Planting trees on the South Fork Salmon River with a crew of Mexican men (part 1)

            The men are energetic and talkative, strong and young.  Unfortunately they don’t speak my language, nor I theirs.  Well, they are speaking in broken English, occasionally, and I speak no Spanish, decisively.  The Mexicans have a reputation of doing the taxing job of planting trees efficiently, thoroughly, and quickly.  Senior Heffe, the boss, said I could try this job but that all of the gringos he’s seen over the last 10 years had not lasted because it is very hard work.   He told me that I wouldn’t last two days; I laughed and told him I was 55 and I figured that was young enough to know, old enough to know better.   We both laughed.

            “See you tomorrow” I said.

            “You don’t have to.”

            We headed out the next day with a crew of 27 people packed into two vans and travelled an hour or so to the starting point and an immediate climb of 1,000 feet, weighed down with roughly 40 pounds of seedlings.  We started the planting and I really didn’t care much for the work, but I did care for the money—$13.00/per hour–and the views.   I figured we were going on the Cascade District west of the town of Cascade, on a piece of logged land that I didn’t know, nor care much about.  But we went east to a burned and cut-over piece of the South Fork of the Salmon River drainage.  This salvage sale was challenged and lost by The Wilderness Society several years ago.

            This is my home territory—the Needles—which is now adjacent to a 100,000 acre proposed wilderness that I had fought to preserve for more than 25 years: steep land with burned trees now stacked one upon another in a land of full of black bears, spruce grouse, mountain lion, huckleberries, morel mushrooms, gray wolves, tamarack trees,and in the river below steelhead, bull trout, and Chinook salmon.  This is no wasteland, but a stunningly beautiful place, impaired, for a short time, by fire and management.  This parcel was eliminated from wilderness candidacy by logging that the U.S. Forest Service had proposed and managed roughly five years ago.  I was now replanting this land by utter coincidence.

            Let me be the first to say that it ain’t particularly easy work: climbing a thousand or more feet up and down and up and down through a burned canyon with many downed trees, planting seedlings in a straight line of people that were placing trees 15 feet apart.  We lined up 27-people across and swept the land; we came down on this land like a biblical plague of locusts that stomped every inch of the land we crossed.  I was confused by commands that were spoken in Spanish and when the workers moved in formation to meet convolutions of this uneven land; I moved differently. 

            All the animals were chased away as we hacked the ground with our foot-and-a-half long blades, clearing a place where seedlings could grow, and planted small Ponderosa pine, spruce, and Douglas fir.  I saw three bears that ran and at least half a dozen piles of their scat along the route.  There was much ruckus among my amigos when animals were seen, but I didn’t see much beyond the land below my feet.  After the second day, my muscles ached, my hands and feet were blistered, and my air was spent; I slept on the floor of the motel room in Cascade instead of driving 30 miles to and from the work site to make the starting time of 5:30 am, and ate the generous food that was offered me.  I could afford no more.

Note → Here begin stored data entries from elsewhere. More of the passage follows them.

PR #4058, opened 2017-01-17
Expose schemaVersion in SyncConfig

### LINKED ISSUE #3982: SyncConfiguration should expose schemaVersion
Cocoa exposes `SyncConfiguration.schemaVersion()`. We should do the same. 
The argument is that we want to catch the binding making unintentional changes.

However due to the unique working of sync there is a few caveats and corner cases that needs to be considered. At this point it is unclear how much of this is handled by the Object Store

1) `schemaVersion()` should be considered as `X or bigger`, so calling `realm.getVersion()` might return a number larger than X. It should never return a lower version.

Consider e.g. the following problematic case: 

1) Device A installs schemaVersion:1
2) Device B installs schemaVersion:3
3) Device A installs schemaVersion:2.

If 2/3 both are offline and A comes online later it will write 2 in the metarealm which due to syncs will cause B to suddenly have a lower version number. While not breaking, it will probably be weird for users to experience this. 

Basically we need a `MAX(verA, verB)` as conflict resolution for the metadata schema version number, which I'm not entirely sure how we can do without major refactoring.

bmeike:
Fixes #3982


bmeike:
@kneth Understood.  Not sure how that affects this PR.

As a slight side note, I posted this on the Java-team slack channel, a few days ago:

Ok, here’s what I think.  I am still missing something.  We are *depending* on a safe, increasing stream of version numbers.  I understand, now, that it cannot be supplied by a server.  This is not git, though.  We cannot tolerate schemas that are not strict supersets.  For instance if we have schema version 1, and two different clients create versions 2 and 2’, that are *not* mergeable (say, a property with the same name, but different type), something breaks (sync fails?).  We are depending on the owner of the schema, a human or an enterprise, to dole out version numbers in a reasonable way.  Under those circumstances, I can’t see how “last write wins” makes sense.  It seems to me there should be two versions for every client/server: schemaversion = max(observedVersions…) and viewVersion: subset (<= schemaversion) of schemaversion that this program uses.  … and it seems like this should be a cross-platform invariant, and so part of the core, not each binding. So, what am I missing?

bmeike:
Btw, the test that is failing is supposed to test the condition that Christian describes here: https://github.com/realm/realm-java/issues/3982#issue-198554711

Device A installs schemaVersion:1
Device B installs schemaVersion:3
Device A installs schemaVersion:2.

It tries to do this by replacing the realm db file while the db is closed.

cmelchior:
@bmeike I found some bugs in how we handle schema versions for SyncConfigurations, I'm adding some unit tests + modifications to your branch.

realm/realm-library/src/main/java/io/realm/Realm.java
```diff
@@ -284,13 +284,16 @@ static Realm createAndValidate(RealmConfiguration configuration, ColumnIndices[]
...
-            throw new RealmMigrationNeededException(configuration.getPath(), String.format("Realm on disk need to migrate from v%s to v%s", currentVersion, requiredVersion));
-        }
-        if (currentVersion != UNVERSIONED && requiredVersion < currentVersion && columnIndices == null) {
-            realm.doClose();
-            throw new IllegalArgumentException(String.format("Realm on disk is newer than the one specified: v%s vs. v%s", currentVersion, requiredVersion));
+
+        if (!configuration.isSyncConfiguration()) {
+            if (currentVersion != UNVERSIONED && currentVersion < requiredVersion && columnIndices == null) {
+                realm.doClose();
+                throw new RealmMigrationNeededException(configuration.getPath(), String.format("Realm on disk need to migrate from v%s to v%s", currentVersion, requiredVersion));
```
kneth: `%s` -> `%d`

realm/realm-library/src/main/java/io/realm/Realm.java
```diff
@@ -346,6 +349,13 @@ private static void initializeRealm(Realm realm) {
                 RealmSchema schema = new RealmSchema(realmObjectSchemas);
                 // Assumption: when SyncConfiguration then additive schema update mode
                 realm.sharedRealm.updateSchema(schema, version);
+                // FIXME - Begin: OS currently grabs its own write transaction which prevents us from doing it in Java
```
kneth: Object store's `update_schema()` has a parameter to say that you are already in a transaction.

realm/realm-library/src/main/java/io/realm/BaseRealm.java
```diff
@@ -591,7 +591,8 @@ static boolean compactRealm(final RealmConfiguration configuration) {
     /**
      * Migrates the Realm file defined by the given configuration using the provided migration block.
      *
-     * @param configuration configuration for the Realm that should be migrated.
+     * @param configuration configuration for the Realm that should be migrated. If this is a SyncConfiguration this
+     *                      method does nothing.
```
nhachicha: I think it's better to throw an `UnsupportedOperationException` to prevent the user from providing a migration block for a SyncConfiguration

cmelchior: `migration()` is not part of the builder, so it should never happen.

realm/realm-library/src/main/cpp/io_realm_internal_SharedRealm.cpp
```diff
@@ -436,9 +437,24 @@ Java_io_realm_internal_SharedRealm_nativeUpdateSchema(JNIEnv *env, jclass, jlong
...
 }
 
+JNIEXPORT jboolean JNICALL
+Java_io_realm_internal_SharedRealm_nativeRequiresMigration(JNIEnv *env, jclass, jlong nativePtr,
+                                                           jlong nativeSchemaPtr) {
+
+    TR_ENTER()
+    try {
+        auto shared_realm = *(reinterpret_cast<SharedRealm*>(nativePtr));
+        auto *schema = reinterpret_cast<Schema*>(nativeSchemaPtr);
```
beeender: `auto *` -> `auto* `. See https://github.com/realm/realm-core/blob/master/doc/development/coding_style_guide.cpp

realm/realm-library/src/main/java/io/realm/internal/SharedRealm.java
```diff
@@ -326,10 +327,18 @@ public boolean compact() {
...
 
+    /**
+     * Update the underlying schema based on the schema description.
+     * Calling this method must be done from inside a write transaction.
+     */
     public void updateSchema(RealmSchema schema, long version) {
         nativeUpdateSchema(nativePtr, schema.getNativePtr(), version);
     }
 
+    public boolean requiresMigration(RealmSchema schema) {
```
beeender: So this is not used by now? needed in the future?

realm/realm-library/src/main/cpp/io_realm_internal_SharedRealm.cpp
```diff
@@ -436,9 +437,24 @@ Java_io_realm_internal_SharedRealm_nativeUpdateSchema(JNIEnv *env, jclass, jlong
...
+        const std::vector<SchemaChange> &change_list = shared_realm->schema().compare(*schema);
```
beeender: ditto

realm/realm-library/src/main/java/io/realm/internal/SharedRealm.java
cmelchior: It should be used in `Realm.java`

cmelchior: For some reason, GitHub is folding that file so it is almost hidden

realm/realm-library/src/main/java/io/realm/Realm.java
```diff
@@ -281,103 +281,141 @@ static Realm createInstance(RealmConfiguration configuration, ColumnIndices[] gl
...
+        final boolean unversioned = currentVersion == UNVERSIONED;
 
         try {
-            if (!syncAvailable) {
-                realm.beginTransaction();
-                if (version == UNVERSIONED) {
-                    commitNeeded = true;
-                    realm.setVersion(realm.configuration.getSchemaVersion());
-                }
+            realm.beginTransaction();
```
beeender: now i remembered why the `commitNeeded` was introduced in the first place. If two thread both start init the Realm, one will win with the transaction lock and get here. the other one will just wait until the transaction is committed. BUT, it still have `unversioned == true`. Which means when it gets the transaction lock, it will happily change everything again in the transaction. So it is VERY IMPORTANT to call `getVersion()` again after the transaction begins! that is the whole point we cannot get rid of the `cancelTransaction` in the functions.

beeender: And they will the similar problem in the `initializeSyncedRealm`

cmelchior: All of this is behind a synchronized method though? `createRealmOrGetFromCache` ?

cmelchior: Hmm, i guess multi process access could still be a problem. I'll look into it

realm/realm-library/src/main/java/io/realm/Realm.java
```diff
@@ -281,103 +281,146 @@ static Realm createInstance(RealmConfiguration configuration, ColumnIndices[] gl
...
+                columnInfoMap.put(modelClass, mediator.validateTable(modelClass, realm.sharedRealm, false));
+            }
+
+            realm.schema.columnIndices = new ColumnIndices(
+                    (unversioned) ? realm.configuration.getSchemaVersion() : currentVersion, columnInfoMap);
+
+            if (unversioned) {
+                final Transaction transaction = realm.configuration.getInitialDataTransaction();
+                if (transaction != null) {
+                    transaction.execute(realm);
```
beeender: This is called in a try catch block in `initializeSyncedRealm` but not this one. But I suggest to use a catch just at line 360 to prevent unexpected exception thrown eg.: `mediator.createTable`.

realm/realm-library/src/main/java/io/realm/Realm.java
```diff
@@ -281,103 +281,146 @@ static Realm createInstance(RealmConfiguration configuration, ColumnIndices[] gl
...
-                        realm.executeTransaction(new Transaction() {
-                            @Override
-                            public void execute(Realm realm) {
-                                realm.setVersion(realm.configuration.getSchemaVersion());
-                            }
-                        });
-                    } else {
+                    try {
                         transaction.execute(realm);
+                    } catch (Exception e) {
```
beeender: move the catch block to 421 to catch other exceptions as well.

realm/realm-library/src/main/java/io/realm/Realm.java
cmelchior: Good idea

realm/realm-library/src/main/java/io/realm/Realm.java
cmelchior: Good idea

            The best thing about this job was that it provided an opportunity to get in better shape and get paid for it.  And of course it was a gorgeous stretch of land known by few.  The water tasted sweet out of rivulets that ran down the mountainside and I drank it in quickly in the cup of my hands, quenching the thirst, again and again.  I’d experienced a place that I never saw this closely and I vaguely hoped that the threat of Giardia and disease carrying ticks were going to prove empty ones.  At the moment I didn’t care.  The water in each moment was pure and life giving.  I hadn’t counted upon the aches and pains that arose in the odd crannies that I never knew could give pain.  Aspirin did the job on most of these aches and the rest were only the price of entry to the Mexican ways in this American land.  When the week was over, I gladly took the weekend to heal and came back for another week of this abuse in paradse.